How do contractions start?

Every new pregnant woman wants to know how labor contractions start. This is not so difficult, as some signs are easy to identify because they are common in most cases.

  • Regular: Occur in the same time interval, which is reduced with increasing dilation.
  • Duration: As labor approaches, contractions are short, lasting no more than 40 seconds. 
  • Intensity: The pain becomes more acute and does not stop with the change of position. 

What are labor contractions like?

Now that you know the aspects that distinguish labor contractions, another latent unknown follows: what is the pain of contractions like?

Collecting numerous testimonies and medical opinions, some statements indicate that the first contractions are like period pains, sometimes they can be intense like a cramp and force you to change position.

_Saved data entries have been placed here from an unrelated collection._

PR #1281, opened 2025-03-11
Enhancing value retrieval in `TimeSeriesSource`.

### LINKED ISSUE #1280: Enhance value retrieval in `TimeSeriesSource`
Thanks for putting in the effort. I've been looking through the code and kept thinking that we should just integrate this into `getTimeKeysAfter` and make it the PSDM's job.... That'd make it less complicated here.

_Originally posted by @sebastian-peter in https://github.com/ie3-institute/simona/pull/1038#pullrequestreview-2674212572_

staudtMarius:
Resolves #1280

### DIFF
--- a/src/main/java/edu/ie3/datamodel/io/source/sql/SqlTimeSeriesSource.java
+++ b/src/main/java/edu/ie3/datamodel/io/source/sql/SqlTimeSeriesSource.java
@@ -199,6 +199,15 @@ public class SqlTimeSeriesSource<V extends Value> extends TimeSeriesSource<V> {
         .toList();
   }
 
+  @Override
+  public Optional<ZonedDateTime> getLastTimeKeyBefore(ZonedDateTime time) {
+    return dataSource
+        .executeQuery(
+            queryForValueBefore, ps -> ps.setTimestamp(1, Timestamp.from(time.toInstant())))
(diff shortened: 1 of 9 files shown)


src/main/java/edu/ie3/datamodel/io/source/sql/SqlTimeSeriesSource.java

Other women describe cramping or a sharp pain in their back, specifically their lower back. There are also women who say they have felt almost nothing even in the last centimeters of dilation .

What is totally a myth is the belief that women who suffer from a lot of menstrual cramps will have a more painful delivery. On the contrary, doctors affirm that many of these women have better resistance to pain, because they are somehow used to this type of colic.

However, it should also be noted that when it comes to pain we are talking about a subjective aspect, since the pain threshold varies completely from one person to another .

When to go to the hospital?

Many doctors and midwives recommend that pregnant women wait at home for uterine contractions to progress and keep track of how long a contraction lasts. 

In the case of feeling contractions every 5 minutes, it is necessary to go to the hospital because that means that there is really little time left to give birth. Also, if you feel that you have difficulty breathing, the amniotic sac is ruptured or you cannot tolerate the pain, you should also go to the hospital immediately.

Upon arrival you will receive all the necessary care, as the labor pains will be more intense, the expulsion phase will begin and you will feel the need to push. 

What if I don’t have contractions?

In order for childbirth to occur, dilation of the cervix is ​​necessary, and in turn, for said dilation to exist, there must be contractions.

However, medical protocols indicate that after 41 weeks and 3 days, if no contractions occur, labor should be induced so as not to exceed the end of the gestational period, since the baby could suffer from a lack of oxygenation due to the aging of the placenta past this period. 

In this situation, prostaglandins are used for labor. These are lipid substances that act as hormones to promote uterine contractions and can be applied in the form of gel or medications.

Another way to stimulate the production of prostaglandins is by breaking the bag of waters to accelerate contractions. Clearly, all these procedures must be performed in the hospital by professional doctors, so before that time, focus on learning to recognize all the characteristics of contractions before delivery, so that it is easier for you to identify them when you go through each one of them. those stages.